Invite the Next Gen to the Jobsite
By Rachel Bottles, Contributing Author
The first time a group of students stepped onto our State Route 520 Portage Bay Bridge jobsite in Seattle for Beavers Student Day, I was reminded of how powerful early exposure can be. For one day, textbooks turned into rebar, traffic plans turned into real world sequencing and civil engineering became something you could walk through, not just study.
Beavers Student Day is a professional outreach event hosted by The Beavers, an honorary organization founded in 1955 to support and promote the heavy civil construction industry. The goal is simple: bring civil engineering and construction management students onto active jobsites so they can see firsthand how large infrastructure projects are planned and built — and meet the people who make it happen.
I participated as a presenter and a tour guide on the SR 520 Portage Bay Bridge and Roanoke Lid Project, one of Washington’s largest and most complex transportation efforts. Led by the Washington State Department of Transportation (WSDOT), the project replaces the aging Portage Bay Bridge with two new, seismically resilient bridges while maintaining a critical corridor between Interstate 405 and Interstate 5. The work also reconnects neighborhoods through a landscaped highway lid and improves transit, pedestrian and bike access across Portage Bay.
I work on the roadway and maintenance of traffic scopes as a Field Engineer II. That means a lot of temporary access work, traffic shift planning and constant coordination to keep vehicles moving safely while construction advances.
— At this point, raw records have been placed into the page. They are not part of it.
PR #2745, opened 2023-04-03
Add gateway.istio.io/controller-version annotation

ericvn:
Introduced in https://github.com/istio/istio/pull/44174 and causes a `istioctl analyze` `Unknown Annotation` errors:
```
"Warning [IST0108] (Deployment default/bookinfo-gateway-istio) Unknown annotation: gateway.istio.io/controller-version
Warning [IST0108] (Pod default/bookinfo-gateway-istio-7f4d8dd7f6-cvg9d) Unknown annotation: gateway.istio.io/controller-version
Warning [IST0108] (Service default/bookinfo-gateway-istio) Unknown annotation: gateway.istio.io/controller-version"
```

I believe this should fix the issue, but this is my first time working with annotations. I believe we would keep this hidden and it seems most annotations are Alpha.

### DIFF
--- a/annotation/annotations.gen.go
+++ b/annotation/annotations.gen.go
@@ -132,6 +132,18 @@ var (
 		},
 	}
 
+	GatewayControllerVersion = Instance {
+		Name:          "gateway.istio.io/controller-version",
+		Description:   "A version added to the Gateway by the controller "+
+                        "specifying the `controller version`.",
+		FeatureStatus: Alpha,
+		Hidden:        true,
+		Deprecated:    false,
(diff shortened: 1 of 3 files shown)


howardjohn (approved):
lgtm, will probably need backport as well

ericvn:
I did plan to cherry-pick once things worked on the main thread. I expect there will be a small change in the istio/istio PRs to directly reference the annotation as well.

howardjohn:
technically istio/istio doesn't need to reference it to fix the analyze
message.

One of the facts that I shared with students that stopped them in their tracks: the mainline of SR 520 will never be fully closed for more than a weekend at a time. To pull that off, we build a bridge to build a bridge to take down a bridge to build another bridge.
Sequencing isn’t just a planning exercise — it’s the backbone of the entire project.
Programs like Beavers Student Day matter because they demystify this work. When students walk an active site, they start to understand how many roles exist beyond what they may picture from a classroom or internship posting. They also see how collaboration actually works in the field — between engineers, superintendents, inspectors and crews—when conditions change daily and problems need real-time solutions.
Students asked thoughtful, honest questions throughout the day. One that comes up often is what I look for in interns or new hires. My answer is always the same: engagement. Show interest, ask questions and be willing to learn. No one expects you to know everything on day one. But if you’re curious and invested, people will want to teach you and keep you around.
Another question I love (and slightly dread) is what my day to day looks like. The truth is there’s no clean answer, and that’s what I love about this job. Every day is different. Some days I’m in the field solving immediate issues; other days I’m in the office planning weeks or months ahead. That variety is what keeps the work challenging and rewarding.
Now if I could go back and tell my younger self one thing, it would be this: your to do list will never be empty, and that’s okay. In college, clearing the list felt like success. In the field, success is prioritizing the right tasks at the right time and adapting when plans change. You learn quickly that progress isn’t about perfection — it’s about momentum.
My advice to students considering construction is simple: take the jobsite tours. Even if your friends aren’t going, get on the bus. Walking a site can tell you more in two hours than weeks of research online, and it might introduce you to a path you hadn’t considered.
As infrastructure across the country continues to age, the need for skilled engineers and construction professionals will only grow. By opening our jobsites and sharing our experiences, we’re not just educating students, we’re inviting them to help build the future. Programs like Beavers Student Day are an investment in that future, and one our industry can’t afford to overlook.
Rachel Bottles is a field engineer at Skanska.